As regards the Chinese-built 28,800bph 7750-clone, there are 2 possibilities; Shanghai or Liaoning. Shanghai is definitely the one to go for. Liaoning's 21,600bph version seems to be OK too, but I wouldn't be so confident of their 28,800. If you can show us a picture of the movement of the watch you're interested in, then I might be able to tell you who made it.


----------



## DemolitionMan (Aug 25, 2009)

Chascomm,
Please tell us names and links to sites that sell watches with those movements in the States!
Only watch that I know of that fits the bill is sold out and it was a great bargin, (Prometheus CR-1).
One other but thats no longer available either, similar to CR-1 without day only date and not of same build quality (a discontinued Ticino chrono).

Thanks,
Rafael


----------



## Chascomm (Feb 13, 2006)

DemolitionMan said:


> Chascomm,
> Please tell us names and links to sites that sell watches with those movements in the States!
> Only watch that I know of that fits the bill is sold out and it was a great bargin, (Prometheus CR-1).
> One other but thats no longer available either, similar to CR-1 without day only date and not of same build quality (a discontinued Ticino chrono).
> ...


Trias, and any other brand from that group (Elysee etc), use the Liaoning 21,600bph in their auto chronos. Also Aeromatic I think used that same movement in one of their watches.

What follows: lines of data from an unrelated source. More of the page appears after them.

PR #7308, opened 2025-07-31
Bump timeitsharp to v0.4.5

tonyredondo:

### DIFF
--- a/profiler/build/install_timeit.cmd
+++ b/profiler/build/install_timeit.cmd
@@ -1,6 +1,6 @@
 @echo off
 
-dotnet tool update -g timeitsharp --version 0.4.4
+dotnet tool update -g timeitsharp --version 0.4.5
 
 rem Add %USERPROFILE%\.dotnet\tools to Path if it is not already there
 path|find /i "%USERPROFILE%\.dotnet\tools" >nul || set path=%path%;"%USERPROFILE%\.dotnet\tools"
--- a/profiler/build/install_timeit.sh
+++ b/profiler/build/install_timeit.sh
@@ -1,2 +1,2 @@
 #!/usr/bin/env bash
-dotnet tool update -g timeitsharp --version 0.4.4
+dotnet tool update -g timeitsharp --version 0.4.5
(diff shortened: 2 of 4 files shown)


profiler/build/install_timeit.cmd
```diff
@@ -1,6 +1,6 @@
 @echo off
 
-dotnet tool update -g timeitsharp --version 0.4.4
+dotnet tool update -g timeitsharp --version 0.4.5
```
andrewlock:
```suggestion
dotnet tool update -g timeitsharp --version 0.4.5 --allow-downgrade
```

profiler/build/install_timeit.sh
```diff
@@ -1,2 +1,2 @@
 #!/usr/bin/env bash
-dotnet tool update -g timeitsharp --version 0.4.4
+dotnet tool update -g timeitsharp --version 0.4.5
```
andrewlock:
```suggestion
dotnet tool update -g timeitsharp --version 0.4.5 --allow-downgrade
```

tracer/build/timeit/Samples.FakeDbCommand/run.cmd
```diff
@@ -11,7 +11,7 @@ set FAILED=0
 echo *********************
 echo Installing timeitsharp
 echo *********************
-dotnet tool update -g timeitsharp --version 0.4.4
+dotnet tool update -g timeitsharp --version 0.4.5
```
andrewlock:
```suggestion
dotnet tool update -g timeitsharp --version 0.4.5 --allow-downgrade
```

tracer/build/timeit/Samples.HttpMessageHandler/run.cmd
```diff
@@ -11,7 +11,7 @@ set FAILED=0
 echo *********************
 echo Installing timeitsharp
 echo *********************
-dotnet tool update -g timeitsharp --version 0.4.4
+dotnet tool update -g timeitsharp --version 0.4.5
```
andrewlock:
```suggestion
dotnet tool update -g timeitsharp --version 0.4.5 --allow-downgrade
```

andrewlock (approved):
Because this is doing global installs, every time you update timeitsharp, we break master and everyone else's branch 😅 

We should add the `--allow-downgrade` flag _now_ so that we don't break them with future updates.

Alternatively, we could install local tools. Or use `dnx` once we ship the .NET 10 SDK

PR #7310, opened 2025-07-31
Stop using GITHUB_TOKEN for pr creation

xopham:

### DIFF
--- a/.github/workflows/auto_bump_test_package_versions.yml
+++ b/.github/workflows/auto_bump_test_package_versions.yml
@@ -2,9 +2,9 @@ name: Auto bump test package versions
 
 on:
   schedule:
-    - cron: '0 0 * * 0' # Every Sunday at midnight
+    - cron: "0 0 * * 0" # Every Sunday at midnight
   pull_request_target:
-    branches: [master, main]
+    branches: [master]
   workflow_dispatch:
 
 jobs:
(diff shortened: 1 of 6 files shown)


.github/workflows/auto_bump_test_package_versions.yml
```diff
@@ -2,9 +2,9 @@ name: Auto bump test package versions
 
 on:
   schedule:
-    - cron: '0 0 * * 0' # Every Sunday at midnight
+    - cron: "0 0 * * 0" # Every Sunday at midnight
   pull_request_target:
-    branches: [master, main]
+    branches: [master]
```
xopham, line 7: there is no `main` branch, so using "main" actually makes this insecure

andrewlock: we had the intention to move from master -> main at some point, but you know, never happened 😅

.github/workflows/auto_create_version_bump_pr.yml
```diff
@@ -10,20 +10,27 @@ jobs:
...
+
     if: endsWith(github.event.release.tag_name, '.0') || endsWith(github.event.release.tag_name, '.0-prerelease')
     runs-on: windows-latest
     permissions:
       contents: write # Creates a branch
-      pull-requests: write # Creates a PR
       issues: write # Closes milestones
+      id-token: write # Required for dd-octo-sts authentication
     env:
       GITHUB_TOKEN: "${{ secrets.GITHUB_TOKEN }}"
```
andrewlock, line 21: Do we still need this? Should we instead use the id-token everywhere? It's currently used for calling the GitHub API, for example, but would it be better to use the dd-octo-sts token instead?

bouwkast (approved):
Thanks!

andrewlock (commented):
Thanks! I just did a test run with one of the workflows though, and it didn't work 😅  https://github.com/DataDog/dd-trace-dotnet/actions/runs/16649587516/job/47118484563

.github/workflows/auto_bump_test_package_versions.yml
xopham: gotcha, see how that happens. Sorry, for side fixing things here 😅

I don't know of any brands currently using the Shanghai 3L apart from, of course, Shanghai.


----------



## lysanderxiii (Oct 4, 2006)

Chascomm said:


> I don't know of any brands currently using the Shanghai 3L apart from, of course, Shanghai.


The 28,800 3L?

I know a bunch, and they like to use the OS 10 as well.

But, you can't post pictures or talk about them here....


----------



## gigfy (Apr 13, 2007)

The only ones I can recommend is the Ticino (Liaoning 21,600bph) and Prometheus (Shanghai 3L 28,800bph) but as you already know they are out of stock.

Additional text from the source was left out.